As for who is primarily responsible for the divide, it is the global empires, the report says. Only 10% of the world’s population emits almost half of the world’s carbon pollution. The top 1% of income earners around the world, a group comprising 70 million people, are responsible for 15% of emissions – more than the 3.5 billion people in the bottom 50%.
The result: when it comes to reducing their emissions: “The richest 1% should reduce their current emissions by at least a factor of 30, while the per capita emissions of the poorest 50% should be about three times higher. should be like the current average level, ”says the UN, which translates into a 97% reduction in CO2 emissions for the richest people.
More money, more pollution
Researchers have long known that CO2 emissions are closely linked to income. “Higher per capita income usually means higher per capita emissions,” said Justin Caron, an environmental economist and professor at HEC Montreal, the University of Montreal’s business school.
“It’s not true for other pollutants,” he added. “Rich countries are generally cleaner in other areas, have cleaner water and air, but that does not apply to CO2.”
This is partly because wealthier people consume more: they buy more goods, own more cars, have bigger houses that need more energy to heat and cool. Carbon emissions are effectively embedded in much of the global economy, so consuming in general is comparable to polluting.
But some particularly polluting activities remain the province of the global empires. Top of the list: international air travel, which, if it were a country, would be the eighth largest emitter in the world.
Although flying has become more democratized in recent years, “aviation remains the preserve of people with high incomes,” the UN said. A study last month in the journal Global Environmental Change found that only 2% to 4% of the world’s residents boarded an international flight in 2018, and half of all emissions from commercial flights come from 1% of the world’s population. (This does not apply to private flights, which pollute even more intensively.)
“Per capita emissions are yet another manifestation of the massive inequality that is a fact in our society and that we need to address,” said Taryn Fransen, a senior fellow at the World Resources Institute’s Global Climate Program.
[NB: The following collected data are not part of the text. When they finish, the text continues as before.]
PR #312, opened 2022-01-03
OcAppleEventLib: Allow tuning pointer poll list and period

vit9696:


vit9696:
This pull request resolves issues mentioned in #1899.

Include/Acidanthera/Library/OcAppleEventLib.h
```diff
@@ -33,6 +36,9 @@
   @param[in] GraphicsInputMirroring If true, disable Apple default behaviour which can
                                     prevent keyboard input reaching non-Apple GUI UEFI apps.
                                     OC builtin AppleEvent only.
+  @param[in] PointerPollMin         Pointer polling minimal frequency.
+  @param[in] PointerPollMax         Pointer polling maximum frequency.
```
mikebeaton, line 40: Specify the units here?

Library/OcAppleEventLib/PointerHandler.c
```diff
@@ -90,7 +91,11 @@ STATIC UINTN mNumberOfPointerProtocols = 0;
 STATIC EFI_EVENT mSimplePointerPollEvent = NULL;
 
 // mSimplePointerPollTime
-STATIC UINT64 mSimplePointerPollTime;
+STATIC UINT64 mSimplePointerPollTime = POINTER_POLL_ALL_MASK;
```
mikebeaton, line 94: !

Docs/Configuration.tex
```diff
@@ -6828,6 +6828,51 @@ \subsection{AppleInput Properties}\label{uefiappleinputprops}
   \item \texttt{false} --- Prevent key input mirroring to non-Apple protocols when in graphics mode.
   \end{itemize}
 
+  \item
+  \texttt{PointerPollMin}\\
+  \textbf{Type}: \texttt{plist\ integer}\\
+  \textbf{Failsafe}: \texttt{0}\\
+  \textbf{Description}: Configure minimal pointer polling period in ms.
```
mhaeuser, line 6835: Do we have any convention on "minimal" vs "minimum" (see "maximum" below)?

Inequality is also a fact in the richest countries that pollute the most. (Nearly 80% of global emissions came from G20 member states, the UN said.) For example, a US household earning more than $ 150,000 has a carbon footprint four times that of a household that is only Earns $ 9,000.
If there is a silver lining to these numbers, it could be the opportunity to tackle both climate disruption and economic inequality in one fell swoop.
Economists’ favorite tool for this is one, making the most polluting activities (such as flying) much more expensive and therefore less popular. Leading Thomas Piketty has proposed solutions such as taxing airline tickets or creating a global fund for climate recovery projects, with the biggest polluters contributing the most.
The UN report focuses on the importance of lifestyle change: choosing less polluting modes of transport, such as bicycles, trains and buses, and switching to plant-based diets. However, large numbers of people are unlikely to voluntarily change their consumption patterns without help from the governments and businesses that encouraged those patterns in the first place.
“People don’t drive a car because they want a carbon-intensive lifestyle – people drive a car because that’s the access to transportation that our society provides,” said Fransen. “It is the responsibility of policymakers to support alternatives that give people the goods they need without destroying the climate.”
Policymakers have not historically done this, because the rich people who pollute the most also have the greatest ability to shape economic and environmental policies. This year’s economic crash could jump-start climate action by encouraging environmentally-friendly investment – for example, by financing a major expansion of public transport, which has been hit unprecedented by COVID-19, or by adding cycling infrastructure. Lawmakers could also make financial support for polluting industries conditional on the achievement of environmental goals.
Too few countries have done that, the UN says, opting instead to double up on polluting industries. While the decline in the number of air travel during the pandemic, for example, can be seen as oneFor the planet, the US and most countries of the European Union have rescued airlines with no environmental requirements, although the deal with the US also included protection for temporary workers.
Changing social norms can also play a role, albeit a minor one. If large numbers of people continue to work and do business at Zoom from home after the pandemic, instead of flying, this could have an impact.
“At one point or another, air travel is the most CO2 intensive activity we do,” said Caron. “Every dent in it can have a long-lasting positive effect.”